I am connected through a Belkin Wireless router, was wondering how do I change my IP address?

I tried many steps in which would normally change it but was given the same exact IP address. I found no true way to change it, its being put out by a DHCP connection.


----------



## bry623 (Apr 8, 2002)

Are you pulling the IP through the router. Something like a 192.168.x.x? What type of IP were you looking for?


----------



## Real_Bullet (May 2, 2005)

I am notorious of getting IP banned from some sites. I think they may use the Default gateway IP by means of IP ban, so this is most likely what I am looking for in changing. I did manage to change my IP address from the last number instead of .2 to .26 but gateway ip never changed.


----------



## levi.rogers (Jun 23, 2006)

*Changing Your Public IP*

Your ISP sets your public broadcasting IP address you really don't have control over this. 
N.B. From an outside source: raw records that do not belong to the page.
PR #2336, opened 2019-07-11
WIP - Esri portal connector

rowanwins:
### What this PR does
This PR adds a new connector for harvesting data from an Esri Portal via [their Rest API](https://developers.arcgis.com/rest/users-groups-and-items/working-with-users-groups-and-items.htm).

### Checklist

### DIFF
--- a/magda-esri-portal-connector/src/EsriPortalUrlBuilder.ts
+++ b/magda-esri-portal-connector/src/EsriPortalUrlBuilder.ts
@@ -11,12 +11,22 @@ export default class EsriPortalUrlBuilder {
     public readonly name: string;
     public readonly baseUrl: uri.URI;
     public readonly apiBaseUrl: uri.URI;
+    public token: string;
 
     constructor(options: EsriPortalUrlBuilderOptions) {
         this.id = options.id;
         this.name = options.name || options.id;
         this.baseUrl = new URI(options.baseUrl);
         this.apiBaseUrl = this.baseUrl.clone().segment("sharing/rest");
+        this.token = null;
+    }
+
+    // https://someportal/arcgis/sharing/rest/generateToken
+    public getTokenUrl(): string {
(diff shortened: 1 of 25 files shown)


magda-esri-portal-connector/src/EsriPortalUrlBuilder.ts
```diff
@@ -0,0 +1,67 @@
...
+        return this.apiBaseUrl
+            .clone()
+            .segment("portals/self")
+            .addSearch({ f: "pjson" })
+            .toString();
+    }
+
+    // https://someportal/arcgis/sharing/rest/content/items/ea532dd8876b4646aa2ab49533e458aa?f=pjson
+    public getContentItemUrl(id: string): string {
+        // TODO Sometimes getting an id of undefined...
```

There are ways to work around this, but I would ask you why you need it changed so bad.


----------



## Real_Bullet (May 2, 2005)

doesnt need to be changed so bad, just I like to change it. What ways are their to change public broadcasting ISP?


----------



## Vash2000 (Nov 2, 2006)

Real_Bullet said:


> I am notorious of getting IP banned from some sites. I think they may use the Default gateway IP by means of IP ban, so this is most likely what I am looking for in changing. I did manage to change my IP address from the last number instead of .2 to .26 but gateway ip never changed.


You must talk to DSL about this depending on is it bnellsouth, verizone etc.. and send an e-mail or post on the forum of the provider,


----------